§ **EXERCISE DATA**:
PR #136, opened 2020-12-11
Prevent transactions in blocks from going below balance.

Bushstar:
Tracks changes to account when including transactions in a blocks, this prevents an account trying to spend more than it has which is an invalid state and would be rejected. After block creation some transactions left in the mempool may then be invalid due to our bespoke account layer, we iterate over the mempool and remove any transactions that fail CheckTxInputs.

### DIFF
--- a/src/txmempool.cpp
+++ b/src/txmempool.cpp
@@ -5,6 +5,7 @@
 
 #include <txmempool.h>
 
+#include <chainparams.h>
 #include <consensus/consensus.h>
 #include <consensus/tx_verify.h>
 #include <consensus/validation.h>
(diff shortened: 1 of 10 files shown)


test/functional/feature_account_mining.py
```diff
@@ -0,0 +1,47 @@
...
+        blockcount = node.getblockcount()
+
+        # Generate a block
+        node.generate(1)
+
+        # Check the blockchain has extended as expected
+        assert_equal(node.getblockcount(), blockcount + 1)
+
+        # Account should now be empty
+        assert_equal(node.getaccount(account), [])
```
ShengguangXiao, line 44: Can also check the count of transactions?

Bushstar: I'll add it. We would expect five TXs in the block plus coinbase. This test will also be extended to include other account TXs.

src/txmempool.cpp
```diff
@@ -577,6 +578,49 @@ void CTxMemPool::removeForBlock(const std::vector<CTransactionRef>& vtx, unsigne
         removeConflicts(*tx);
         ClearPrioritisation(tx->GetHash());
     }
+
+    bool accountConflict{false};
+
+    // Check if any custom TXs are in mempool with conflict
+    for (indexed_transaction_set::const_iterator it = mapTx.begin(); it != mapTx.end(); ++it) {
```
ShengguangXiao, line 585: Use auto instead of indexed_transaction_set::const_iterator

src/txmempool.cpp
```diff
@@ -577,6 +578,49 @@ void CTxMemPool::removeForBlock(const std::vector<CTransactionRef>& vtx, unsigne
...
+    }
+
+    // Account conflict, check entire mempool
+    if (accountConflict) {
+        std::set<CTransactionRef> txsToRemove;
+        CCoinsViewCache mempoolDuplicate(const_cast<CCoinsViewCache*>(&::ChainstateActive().CoinsTip()));
+        CAmount txfee = 0;
+
+        // Check custom TX consensus types are now not in conflict with account layer
+        for (indexed_transaction_set::const_iterator it = mapTx.begin(); it != mapTx.end(); ++it) {
```
ShengguangXiao, line 604: Use `auto` instead of `indexed_transaction_set::const_iterator`

PR #137, opened 2020-12-14
Prevent bad tx propagation

bvbfan:
This alternative approach to address stalled blockchain issue. It tries to keep mempool consistent on node level and prevent propagation of such a bad tx to other nodes.

### DIFF
--- a/src/validation.cpp
+++ b/src/validation.cpp
@@ -561,6 +561,7 @@ static bool AcceptToMemoryPoolWorker(const CChainParams& chainparams, CTxMemPool
     {
         CCoinsView dummy;
         CCoinsViewCache view(&dummy);
+        CCustomCSView mnview(*pcustomcsview);
 
         LockPoints lp;
         CCoinsViewCache& coins_cache = ::ChainstateActive().CoinsTip();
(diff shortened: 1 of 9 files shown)


Bushstar (commented):
I like the idea. We could first check the TX is a CustomTxType before looping over all mempool TXs. Can you also add a check for accounttoaccount? I found that I can still recreate the issue in block creation with the following.

```
for _ in range(10):
    node.accounttoaccount(account, {destination: "1@DFI"})
    node.accounttoutxos(account, {destination: "1@DFI"})
```

bvbfan:
`NotAllowedToFail` does not include `accounttoaccount` if you ask me it should.

monstrobishi (approved):

src/validation.cpp
```diff
@@ -601,8 +602,21 @@ static bool AcceptToMemoryPoolWorker(const CChainParams& chainparams, CTxMemPool
...
+        const auto height = GetSpendHeight(view);
+        std::vector<unsigned char> metadata;
+
+        // check for txs in mempool
+        for (const auto& e : mempool.mapTx) {
+            const auto& tx = e.GetTx();
+            const auto txType = GuessCustomTxType(tx, metadata);
+            if (NotAllowedToFail(txType)) {
+                auto res = ApplyCustomTx(mnview, view, tx, chainparams.GetConsensus(), height, 0, false);
+                assert(res.ok || !(res.code & CustomTxErrCodes::Fatal)); // inconsistent mempool
```
monstrobishi, line 614: don't assert here, reject tx instead

monstrobishi (changes requested):

ShengguangXiao (approved):

PR #140, opened 2020-12-16
Do not force boost filesystem no deprecated

bvbfan:
Forcing BOOST_FILESYSTEM_NO_DEPRECATED makes no sense in source. It can added to configure by CCFLAGS.
Fix build with Boost > 1.74

### DIFF
--- a/src/fs.h
+++ b/src/fs.h
@@ -11,7 +11,6 @@
 #include <ext/stdio_filebuf.h>
 #endif
 
-#define BOOST_FILESYSTEM_NO_DEPRECATED
 #include <boost/filesystem.hpp>
 #include <boost/filesystem/fstream.hpp>
 


ShengguangXiao:
What's the compile error if boost version > 1.74?

Bushstar:
@ShengguangXiao here's the upstream change.

https://github.com/bitcoin/bitcoin/commit/a64e97dd476bda7c7981979d045b0d06d6f7ce47#diff-3492213c413b2d41f5e11a676db8f69ff54f71a2f5a14b2f61ee919d3a9f5122

From the above commit text.

```
wallet/walletutil.cpp:77:23: error: no member named 'level' in 'boost::filesystem::recursive_directory_iterator'
        } else if (it.level() == 0 && it->symlink_status().type() == fs::regular_file && IsBerkeleyBtree(it...
                   ~~ ^
```

@bvbfan Personally I like to see a cherry-pick of upstream changes.

bvbfan:
Also `copy_option` is deprecated and renamed to `copy_options` to match stdc++17 one.

bvbfan:
cherry-picked

ShengguangXiao:
Actually i have fixed this issue before, don't know why it comes back.
https://github.com/DeFiCh/ain/pull/26

bvbfan:
@ShengguangXiao the issue is different here
`fs::copy_file(pathSrc, pathDest, fs::copy_option::overwrite_if_exists);`
It does not compile since `copy_option` is deprecated i wrote it above.

ShengguangXiao:
@bvbfan You can fix the compile issue with new boost like below. Eventually there will be one day we also need to upgrade C++ and boost, so we should adopt new definitions.
https://github.com/Icinga/icinga2/pull/8184/files

Bushstar:
@ShengguangXiao I would rather we follow upstream solutions from Bitcoin, the fix applied here is a cherry-pick from Bitcoin.

bvbfan:
@ShengguangXiao also forcing definition in header/source file does not look right. It should be done via configure CPPFLAGS.

ShengguangXiao:
Ok, then should be good. We follow Bitcoin.

ShengguangXiao (approved):

PR #141, opened 2020-12-16
Refactor flushable storage iterator

bvbfan:
`CFlushableStorageKVIterator` is every time one ahead for no reason, prevent from unneeded storage reads.


ShengguangXiao:
Do we have a unittest to verify the change is working?

bvbfan:
All unit test pass :)

PR #142, opened 2020-12-16
Set CLIENT_VERSION to BUILD_DESC

bvbfan:
It sets CLIENT_VERSION accordingly to BUILD_DESC which is set at compilation time.

### DIFF
--- a/src/clientversion.cpp
+++ b/src/clientversion.cpp
@@ -3,6 +3,7 @@
 // file COPYING or http://www.opensource.org/licenses/mit-license.php.
 
 #include <clientversion.h>
+#include <string>
 
 #include <tinyformat.h>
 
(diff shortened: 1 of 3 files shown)


monstrobishi:
will this reliably not crash depending on the string set?

bvbfan:
Will not crash, if string not match pattern (means not equals or start with) `major, minor, rev` remains unchanged say 0-es.

monstrobishi (approved):

monstrobishi:
Travis failed due to error:
```
The locale dependent function sscanf(...) appears to be used:
src/clientversion.cpp:        sscanf(BUILD_DESC, "v%d.%d.%d", &major, &minor, &rev);
Unnecessary locale dependence can cause bugs that are very
tricky to isolate and fix. Please avoid using locale dependent
functions if possible.
```

bvbfan:
There is no locale here. `v.1.3.14`

monstrobishi:
it's saying sscanf is locale dependent, maybe there is an alternative function?

bvbfan:
We can use
```
 std::setlocale(LC_ALL, "C");
```
I've not aware of other function.

bvbfan:
Use `std::stoi` a bit more ugly.

bvbfan:
I'll exclude it in `lint-locale-dependence.sh` as others.

uzyn:
@bvbfan This does not work. Running v1.3.15rc2

```
$ defi-cli -getinfo
{
  "version": 0, // it's now 0
  "protocolversion": 70016,
  "blocks": 519134,
}
```

monstrobishi:
@uzyn this won't work with the rc versions because of the non numerical text in the build version

uzyn:
@monstrobishi Got it. cool!

PR #143, opened 2020-12-17
Fix order in listaccounthistory

bvbfan:
It changes behaviour of listaccounthistory rpc call, maxBlockHeight is upper block height, depth is how many blocks to revert (default to 100) it means if maxBlockHeight is 1000, depth = 100 it reads blocks between 900 - 1000 history and rewards, returns descendent order limit by limit.


monstrobishi (approved):

bvbfan:
I'll push one more fix.

bvbfan:
The fix is when we have different owners in same block we should advance to next block, when next block is maxBlockHeight + 1 we should end searching.

PR #151, opened 2020-12-23
Search all addresses for specified address

Bushstar:
This is a quick solution for the issue discovered where no results were returned for an address from account or reward history, instead we now iterate over every entry and filter for what we require. Also owner was used by mistake when searching wallet for a specified address, account should have been used instead.


bvbfan:
Silly mistake.

ShengguangXiao (approved):

bvbfan:
I prefer to not search in all address, that's will make it slower.

ShengguangXiao:
Maybe can may search all as an option

PR #152, opened 2020-12-24
Trying to make listaccounthistory faster

bvbfan:
Keep track of `IsMine` results in map to speedup lookup history.

### DIFF
--- a/src/flushablestorage.h
+++ b/src/flushablestorage.h
@@ -6,6 +6,8 @@
 #define DEFI_FLUSHABLESTORAGE_H
 
 #include <dbwrapper.h>
+#include <optional.h>
+
 #include <boost/optional.hpp>
 #include <boost/scoped_ptr.hpp>
 #include <boost/thread.hpp>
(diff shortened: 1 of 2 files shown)


Bushstar (commented):
Doing a quick benchmark it took 24 seconds, I did count 25 seconds before this fix but this is not exact. Even in 1.3.9 we saw a result of 19 seconds. Just a thought, when search by address is restored without having to loop through all records, it might be quicker to get all addresses from the wallet and then search on each one individually.

bvbfan:
@Bushstar if you have faster wallet lookup feel free to push it.

monstrobishi:
@bvbfan I think you are more familiar with the new account history system, please continue to refine until we are able to reach reasonable speeds 🙂

Bushstar:
> @Bushstar if you have faster wallet lookup feel free to push it.

Apologies for any miscommunication, I do not think that currently there is a faster solution.

The quick fix for records not showing on specified address search in PR151 simply loops over every record which makes it as slow as searching on "mine", I think you were saying we need to migrate the storage to solve this issue. My suggestion is that, once this is done and the ability to quickly search on individual addresses is restored, we test using that to look up each wallet address in turn.

In 1.3.9 searching on an individual address is very fast as the first result returned is the address we want and also as soon as we hit an address we do not want the search is stopped, see below as I think we also want to add this.

https://github.com/DeFiCh/ain/blob/e1be1b77d74cc8df68a74ba978783397ad7c4778/src/masternodes/mn_rpc.cpp#L3129

Maybe this will be faster, maybe not, but let's test it out later when we can.

ShengguangXiao:
@bvbfan I think we should not convert to json during iterating the database, we can filter out the limited results and converted these limited results to json only, this can save memory and also speed up.

bvbfan:
The problem is we iterate over ldb in asc order, all iterators are forward ones, then in `listaccounthistory` we need result sorted in desc order, so we don't know how many records we should cache to apply limit on.

PR #448, opened 2021-05-28
Remove minter cache

bvbfan:
/kind fix

Cache can be used only over levedb records.


bvbfan:
Close in favour of #443

PR #462, opened 2021-05-31
remove db.Compact for performance testing

fuxingloh:

/kind fix

Fixes #


bvbfan:
Compact should stay, we can introduce a parameter dbs to be placed in memory.

PR #467, opened 2021-06-01
Faster calculation of anchoring teams

Bushstar:
Calculating anchoring teams takes about 2,000 mn every 120 blocks during sync, the update here reduces that time to about 130 ms every 120 blocks.

### DIFF
--- a/src/masternodes/masternodes.cpp
+++ b/src/masternodes/masternodes.cpp
@@ -639,17 +639,31 @@ enum AnchorTeams {
 void CCustomCSView::CalcAnchoringTeams(const uint256 & stakeModifier, const CBlockIndex *pindexNew)
 {
     std::set<uint256> masternodeIDs;
-    int blockSample{7 * 2880}; // One week
-    const CBlockIndex* pindex = pindexNew;
+    const int blockSample = 7 * Params().GetConsensus().blocksPerDay(); // One week
 
     // Get active MNs from last week's worth of blocks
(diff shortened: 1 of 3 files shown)


src/masternodes/masternodes.cpp
```diff
@@ -639,17 +639,31 @@ enum AnchorTeams {
...
+            }
+
+            return true;
+        }, MNBlockTimeKey{});
+    } else {
+        const CBlockIndex* pindex = pindexNew;
+        for (int i{0}; pindex && i < blockSample; pindex = pindex->pprev, ++i) {
+            CKeyID minter;
+            if (pindex->GetBlockHeader().ExtractMinterKey(minter)) {
+                LOCK(cs_main);
```
bvbfan, line 662: Mutex out of the loop, it's slow to lock/unlock too often

src/masternodes/masternodes.cpp
```diff
@@ -639,17 +639,31 @@ enum AnchorTeams {
 void CCustomCSView::CalcAnchoringTeams(const uint256 & stakeModifier, const CBlockIndex *pindexNew)
 {
     std::set<uint256> masternodeIDs;
-    int blockSample{7 * 2880}; // One week
-    const CBlockIndex* pindex = pindexNew;
+    const int blockSample{7 * 2880}; // One week
```
bvbfan, line 642: We can use consensus blocksPerDay

bvbfan (approved):

bvbfan (approved):

PR #468, opened 2021-06-01
Set daily reward as daily and not per block

Bushstar:


src/validation.cpp
```diff
@@ -2616,7 +2616,7 @@ bool CChainState::ConnectBlock(const CBlock& block, CValidationState& state, CBl
                     // Cast to avoid UniValue in GovVariable Export/Import
                     auto lpVar = dynamic_cast<LP_DAILY_DFI_REWARD*>(var.get());
                     if (lpVar && lpVar->dailyReward != subsidy) {
-                        lpVar->dailyReward = subsidy;
+                        lpVar->dailyReward = subsidy * ((60 * 60 * 24) / chainparams.GetConsensus().pos.nTargetSpacing);
```
bvbfan, line 2619: We have `BlocksPerDay` in Consensus.
https://github.com/DeFiCh/ain/blob/master/src/consensus/params.h#L131-L134

test/functional/feature_poolswap_mechanism.py
```diff
@@ -319,7 +319,7 @@ def run_test(self):
         assert(self.nodes[0].getblockcount() == 120) # eunos
 
         self.LP_DAILY_DFI_REWARD = self.nodes[0].getgov("LP_DAILY_DFI_REWARD")['LP_DAILY_DFI_REWARD']
-        assert_equal(self.LP_DAILY_DFI_REWARD, Decimal('103.08268000'))
+        assert_equal(self.LP_DAILY_DFI_REWARD, Decimal('14843.90592000')) # 144 blocks a day times 103.08268000
```
uzyn, line 322: Why is it 144? Functional test has a much longer block time?

Bushstar: Regtest is still on Bitcoin block times.

https://github.com/DeFiCh/ain/blob/118b8be697cc880de2a23b5a47b6031d3b49ef2b/src/chainparams.cpp#L697

src/validation.cpp
Bushstar: Updated to use BlocksPerDay.

uzyn (approved):

PR #473, opened 2021-06-02
Loan setcollateraltoken

### LINKED ISSUE #433: Loan: Initialization & setcollateraltoken
See https://github.com/DeFiCh/pinkpaper/pull/3

1. `setcollateraltoken TOKEN FACTOR PRICE_FEED_ID [ACTIVATE_AFTER_BLOCK]`
  - `TOKEN`: Token must not be the same decentralized token is issued by the same operator's loan program.
  - `FACTOR`: A number between `0` to `1`, inclusive. `1` being 100% collaterization factor.
  - `PRICE_FEED_ID`: Price feed from [oracle](../oracle) that is being used to price the token.
  - `ACTIVATE_AFTER_BLOCK` _(optional)_: If set, this will only be activated after the set block. The purpose is to allow good operators to provide sufficient warning to their users should certain collaterization factors need to be updated.
  - This very same transaction type is also used for updating and removing of collateral token, by setting the factor to `0`.

Mixa84:

/kind feature

Initial code for base of loan mechanism. It has one tx that sets collateral token for creating new tokens based on oracle price feeds.

Fixes #433

### DIFF
--- a/src/masternodes/loan.cpp
+++ b/src/masternodes/loan.cpp
@@ -1,0 +1,35 @@
+#include <masternodes/loan.h>
+#include <rpc/util.h> /// AmountFromValue
+#include <core_io.h> /// ValueFromAmount
+
+const unsigned char CLoanView::LoanSetCollateralTokenCreationTx           ::prefix = 0x10;
+const unsigned char CLoanView::LoanSetCollateralTokenKey                  ::prefix = 0x11;
+
+std::unique_ptr<CLoanView::CLoanSetCollateralTokenImpl> CLoanView::GetLoanSetCollateralToken(uint256 const & txid) const
+{
+    auto collToken = ReadBy<LoanSetCollateralTokenCreationTx,CLoanSetCollateralTokenImpl>(txid);
+    if (collToken)
+        return MakeUnique<CLoanSetCollateralTokenImpl>(*collToken);
+    return {};
+}
+
+Res CLoanView::LoanCreateSetCollateralToken(CLoanSetCollateralTokenImpl const & collToken)
+{
+    //this should not happen, but for sure
+    if (GetLoanSetCollateralToken(collToken.creationTx))
+        return Res::Err("setCollateralToken with creation tx %s already exists!", collToken.creationTx.GetHex());
+    if (collToken.factor > COIN)
+        return Res::Err("setCollateralToken factor must be lower or equal than 1!");
+    if (collToken.factor < 0)
+        return Res::Err("setCollateralToken factor must not be negative!");
+
+    WriteBy<LoanSetCollateralTokenCreationTx>(collToken.creationTx, collToken);
+    WriteBy<LoanSetCollateralTokenKey>(collToken.idToken, collToken.creationTx);
+
+    return Res::Ok();
+}
+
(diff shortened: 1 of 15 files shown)


src/masternodes/mn_checks.cpp
```diff
@@ -1616,6 +1629,35 @@ class CCustomTxApplyVisitor : public CCustomTxVisitor
         return !res ? res : mnview.ICXCloseMakeOfferTx(*offer, CICXMakeOffer::STATUS_CLOSED);
     }
 
+    Res operator()(const CLoanSetCollateralTokenMessage& obj) const {
+        auto res = CheckICXTx();
```
Bushstar, line 1633: It is possible that there is no change output, a dust amount of change gets added to the fee. Looking at CheckICXTx I think it in general should check that there are no more than 2 outputs and not 2 exactly, however we cannot change that behaviour without putting it behind a fork, post-fork it could then be simplified.

Mixa84: Yes, I mentioned earlier that we shouldn't check for exact number of vouts as it could be no change. But this can also be fixed (I used this approach before) with creating a change vout with 0 amount. This way we don't have to wait for new hard fork, and we also have this rigid check that someone cannot make a different tx than we expect...

Bushstar: Change output below the dust threshold will be a non-standard TX and should be rejected on mainnet.

https://github.com/DeFiCh/ain/blob/20bd608730116a5683fde678cb1a5380c05681c6/src/policy/policy.cpp#L126

src/masternodes/loan.h
```diff
@@ -0,0 +1,73 @@
+#ifndef DEFI_MASTERNODES_LOAN_H
+#define DEFI_MASTERNODES_LOAN_H
+
+#include <tuple>
```
Bushstar, line 4: I do not think that tuple, pubkey.h or script.h are used.

src/masternodes/loan.cpp
```diff
@@ -0,0 +1,46 @@
+#include <masternodes/loan.h>
+#include <rpc/util.h> /// AmountFromValue
+#include <core_io.h> /// ValueFromAmount
```
Bushstar, line 3: These do not seem to be used.

src/masternodes/loan.h
Mixa84: Copy/paste from ICX.

src/masternodes/mn_checks.cpp
Mixa84: Ok then. Yeah, in some previous implementation, my txes were special type so it wasn't considered as dust. We'll then check for 2 or less vouts on next fork.

src/masternodes/mn_checks.cpp
```diff
@@ -377,6 +386,10 @@ class CCustomMetadataParseVisitor : public boost::static_visitor<Res>
         auto res = isPostEunosFork();
         return !res ? res : serialize(obj);
     }
+    Res operator()(CLoanSetCollateralTokenMessage& obj) const {
+        auto res = isPostFortCanningFork();
+        return serialize(obj);
```
Bushstar, line 391: Will not fail under fork height, should be.

`return !res ? res : serialize(obj);`

Bushstar (approved):

PR #480, opened 2021-06-03
Include anchor tx in merkle root

bvbfan:
/kind fix

Fixes bad merkle root cause by not include anchor tx in merkle root calculation


bvbfan:
That's not correct.

PR #482, opened 2021-06-03
Hardfork to disable account merkle root check

bvbfan:
/kind fix

Disable account merkle root temporary we should investigate on anchor reward tx

### DIFF
--- a/src/miner.cpp
+++ b/src/miner.cpp
@@ -320,7 +320,8 @@ std::unique_ptr<CBlockTemplate> BlockAssembler::CreateNewBlock(const CScript& sc
     int64_t nTime2 = GetTimeMicros();
 
     pblock->hashMerkleRoot = BlockMerkleRoot(*pblock);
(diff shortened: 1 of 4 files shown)


ShengguangXiao (dismissed):

ShengguangXiao (dismissed):

Bushstar (approved):

uzyn:
Block 895741 checkpoint  61bc1d73c720990dde43a3fec1f703a222ec5c265e6d491efd60eeec1bdb6dc3

Bushstar (approved):

src/miner.cpp
```diff
@@ -320,7 +320,8 @@ std::unique_ptr<CBlockTemplate> BlockAssembler::CreateNewBlock(const CScript& sc
     int64_t nTime2 = GetTimeMicros();
 
     pblock->hashMerkleRoot = BlockMerkleRoot(*pblock);
```
ShengguangXiao, line 322: Before 1.7.x don't have this line, should we keep it?

PR #483, opened 2021-06-03
Revert invalid chain

bvbfan:
/kind fix

Invalidate chain with merkle root mismatch


uzyn:
Tested and this invalidation works.

PR #487, opened 2021-06-04
Change staking to single threaded and precompute merkle root

monstrobishi:

Added comments for implementation of single threaded and precomputation of merkle root

/kind feature

Fixes #


src/miner.cpp
```diff
@@ -823,93 +826,118 @@ namespace pos {
...
-                LogPrintf("ThreadStaker (%s): waiting init...\n", operatorName);
+
+        int lastHeight = 0;
+        std::shared_ptr<CBlock> pblock;
+
+        for (auto it = args.begin(); it != args.end(); ) {
+            const auto& arg = *it;
+            const auto operatorName = arg.operatorID.GetHex();
+
+            pos::Staker staker;
```
ShengguangXiao, line 880: This definition can move outside of `for (auto it = args.begin(); it != args.end(); )`? Then can reuse the object.

src/miner.cpp
```diff
@@ -832,93 +838,100 @@ namespace pos {
...
+
+            if ((arg.nMaxTries != -1 && tried >= arg.nMaxTries)
+            || (arg.nMint != -1 && nMinted[arg.operatorID] >= arg.nMint)) {
+                it = args.erase(it);
+                continue;
+            }
 
-        nTried++;
-        if (trying() && notDone()) {
             std::this_thread::sleep_for(std::chrono::milliseconds(900));
```
monstrobishi, line 930: @bvbfan I think sleep here is sleeping between every MN, we do not want to sleep here every 900 ms! This needs to be moved out of MN loop

Bushstar (approved):

bvbfan (approved):

PR #498, opened 2021-06-07
Fix accounts performance issue

### LINKED ISSUE #470: Command listaccounthistory does not work like expected with the reserved word mine
#### What happened:

The node works fine for me except the command "listaccounthistory **mine**"
From the block ~726k no entries. (I also checked the address -> is_mine = true)

It looks like the reserved word mine is no longer working, because if i try it directly with an address where tokens of mine are located then it will work:

2021-06-02_11h50_36

If I use "all" then also from the block ~800k no entries.

I am now fully synchronized and with listaccounthistory mine used to get the last 100 history entries by default.

image

120434293-90f0e700-c37c-11eb-89e2-b98bf52276f3

I can reindex again and the same will happen. (tried 5 times with node 1.7.1-1.7.4)

#### What are your environment parameters:

Windows10, 11th Gen Intel(R) Core(TM) i9-11900F @ 2.50GHz   2.50 GHz, 32GB RAM

@bvbfan 
Here is my used defi conf:

rpcauth=xxx
rpcuser=xxx
rpcpassword=xxx
rpcconnect=127.0.0.1
testnet=0
regtest=0
datadir=path

[main]
wallet=wallet.dat
walletdir=path
rpcbind=127.0.0.1
rpcport=8555
checkpoints=0
spv=0
gen=0

[test]
rpcbind=127.0.0.1
rpcport=8555

bvbfan:
/kind fix

- It's address not only listaccounthistory but other commands that want to make filter by addresses owned by the wallet.

- Account history order is fixed in `listaccounthistory mine` as well.

- It prevents showing 0.00000000 commissions history

Fixes #470

### DIFF
--- a/src/bloom.cpp
+++ b/src/bloom.cpp
@@ -42,7 +42,7 @@ CBloomFilter::CBloomFilter(const unsigned int nElements, const double nFPRate, c
 inline unsigned int CBloomFilter::Hash(unsigned int nHashNum, const std::vector<unsigned char>& vDataToHash) const
 {
     // 0xFBA4C795 chosen as it guarantees a reasonable bit difference between nHashNum values.
-    return MurmurHash3(nHashNum * 0xFBA4C795 + nTweak, vDataToHash) % (vData.size() * 8);
+    return MurmurHash3(nHashNum * 0xFBA4C795 + nTweak, vDataToHash.data(), vDataToHash.size()) % (vData.size() * 8);
 }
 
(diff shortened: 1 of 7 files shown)


monstrobishi (approved):

salomonkarsten:
With wallet 2.5.0 no change.
Even after full sync with no snapshot. 
history is only displayed with an old address

PR #499, opened 2021-06-07
Limit max tip age to reasonable value

bvbfan:
/kind fix

Max tip age is used in IBD it allows miners to start their work too early which can result in high hash error.
It's a safe value since leaving IBD is happen one time per run we cannot end with stalling masternode.
Fee estimation tip age is in direct connection to max tip age and should be lowered as well.

### DIFF
--- a/src/init.cpp
+++ b/src/init.cpp
@@ -472,6 +472,7 @@ void SetupServerArgs()
     gArgs.AddArg("-dakotaheight", "Dakota fork activation height (regtest only)", ArgsManager::ALLOW_ANY, OptionsCategory::CHAINPARAMS);
     gArgs.AddArg("-dakotacrescentheight", "DakotaCrescent fork activation height (regtest only)", ArgsManager::ALLOW_ANY, OptionsCategory::CHAINPARAMS);
     gArgs.AddArg("-eunosheight", "Eunos fork activation height (regtest only)", ArgsManager::ALLOW_ANY, OptionsCategory::CHAINPARAMS);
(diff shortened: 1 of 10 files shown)


src/validation.h
```diff
@@ -609,6 +601,14 @@ class CChainState {
...
     CChainState();
 
+    /**
+    * Whether this chainstate is undergoing initial block download.
+    *
+    * Mutable because we need to be able to mark IsInitialBlockDownload()
+    * const, which latches this for caching purposes.
+    */
+    mutable std::atomic<bool> m_cached_finished_ibd{false};
+
```
ShengguangXiao, line 611: Why don't keep the variable private and add a function to set it?

Bushstar: Probably sensible but this was done in a rush yesterday and this PR is to provide a temp solution to keep help stakers.

src/init.cpp
```diff
@@ -1203,6 +1203,7 @@ bool AppInitParameterInteraction()
         return InitError("unknown rpcserialversion requested.");
 
     nMaxTipAge = gArgs.GetArg("-maxtipage", DEFAULT_MAX_TIP_AGE);
+    nMaxTipAge = std::min(nMaxTipAge, DEFAULT_MAX_TIP_AGE);
```
ShengguangXiao, line 1206: Do we still limit the value to 10 minutes?

bvbfan: We can remove it.

Bushstar (approved):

§ **DIRECTIONS FOR THIS TASK**: Copy every line from the records above that contains the word "mapTx".

§ **RESULT FOR THIS TASK**:
+    for (indexed_transaction_set::const_iterator it = mapTx.begin(); it != mapTx.end(); ++it) {
+        for (indexed_transaction_set::const_iterator it = mapTx.begin(); it != mapTx.end(); ++it) {
+        for (const auto& e : mempool.mapTx) {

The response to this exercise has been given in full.